BEGIN

PR #266, opened 2026-06-02
test: add regression coverage for pull_blob on a 404 (#64)

### LINKED ISSUE #64: [Bug] `Client::pull_blob` returns `Ok(...)` even when the blob wasn't found
### Steps to reproduce

The following test reproduces the issue (you can paste it under `client::test` and run it with `cargo test --features test-registry test_pull_blob_not_found`):

```rust
#[tokio::test]
#[cfg(feature = "test-registry")]
async fn test_pull_blob_not_found() {
    // initialize the registry
    let docker = clients::Cli::default();
    let test_container = docker.run(registry_image());
    let port = test_container.get_host_port_ipv4(5000);

    let c = Client::new(ClientConfig {
        protocol: ClientProtocol::HttpsExcept(vec![format!("localhost:{}", port)]),
        ..Default::default()
    });

    // Layer is not found at `image-repository`
    let image_reference: Reference = format!("localhost:{}/image-repository", port).parse().unwrap();
    let mut buf = Vec::new();
    let dummy_digest = sha256_digest(&[]);
    let pull_result = c.pull_blob(&image_reference, &dummy_digest, &mut buf).await;

    // The result is OK, but the response body does not correspond to the contents of the blob
    assert!(pull_result.is_ok());
    assert!(String::from_utf8(buf).unwrap().starts_with("{\"errors\":[{\"code\":\"BLOB_UNKNOWN\""));
}
```

### Expected result

As a user of the library, I intuitively expect `pull_blob` to return `Ok` only when the blob was found, and `Err` otherwise.

obassett:
## What

Adds an offline regression test verifying that the blob-pull methods return `Err` — and write nothing to the caller's output buffer — when the registry responds with a `404`.

## Why

Issue #64 reported that `Client::pull_blob` returned `Ok(())` even when the registry replied `404` with a `{"errors":[{"code":"BLOB_UNKNOWN",...}]}` envelope, silently writing that error body into the caller's output buffer.

The underlying bug was already fixed by commit 22c2504 ("fix: exposed errors when pulling layers"), which added an `error_for_status()?` guard before the response body is streamed. However, no test exercised the not-found path for blobs — the existing tests only covered the happy path — so the fix could silently regress.

## Changes

- `tests/digest_validation.rs`:
  - The mock registry's `404` now carries a realistic `BLOB_UNKNOWN` OCI error envelope body (previously a bare status with an empty body), so the test can detect the original body-leak failure mode.
  - New `test_pull_blob_not_found` drives a missing blob through all three entry points and asserts:
    - `pull_blob` returns `Err` **and** leaves the output buffer empty,
    - `pull_blob_stream` returns `Err`,
    - `pull_blob_stream_partial` returns `Err`.

No library code changed — this is test-only coverage that locks in existing behaviour.

## Verification

- `cargo test` — full suite passes (73 tests across lib, integration, and doc-tests; 1 pre-existing ignored).
- Confirmed the test guards the original bug: temporarily removing `error_for_status()?` at `src/client.rs:1262` makes `test_pull_blob_not_found` fail on the `buf.is_empty()` assertion ("got 73 bytes"); restoring it passes.
- `cargo clippy --tests` and `cargo fmt --check` clean.

Closes #64

---

Assisted by: Claude Code (Opus 4.8)

### DIFF
--- a/src/client.rs
+++ b/src/client.rs
@@ -1259,7 +1259,13 @@ impl Client {
         let layer_digest = layer.as_layer_descriptor().digest.to_string();
         let mut layer_digester = Digester::new(&layer_digest)?;
 
-        let mut stream = response.error_for_status()?.bytes_stream();
+        let status = response.status();
+        let url = response.url().to_string();
+        if !status.is_success() {
+            let body = response.bytes().await?;
+            return validate_registry_response(status, &body, &url);
+        }
+        let mut stream = response.bytes_stream();
 
         let mut out = pin!(out);
 
@@ -1338,6 +1344,7 @@ impl Client {
             layer,
             true,
         )
+        .await
     }
 
     /// Stream a single layer from an OCI registry starting with a byte offset. This can be used to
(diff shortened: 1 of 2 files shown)


flavio (approved):

flavio:
Thanks @obassett for your contribution, I just made some small tweaks on top of it and then I merged it.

END

* _What you should do_:
Go through the entries above, and wherever a line holds the word "cargo", copy that line.

* _Response to the exercise_:
The following test reproduces the issue (you can paste it under `client::test` and run it with `cargo test --features test-registry test_pull_blob_not_found`):
- `cargo test` — full suite passes (73 tests across lib, integration, and doc-tests; 1 pre-existing ignored).
- `cargo clippy --tests` and `cargo fmt --check` clean.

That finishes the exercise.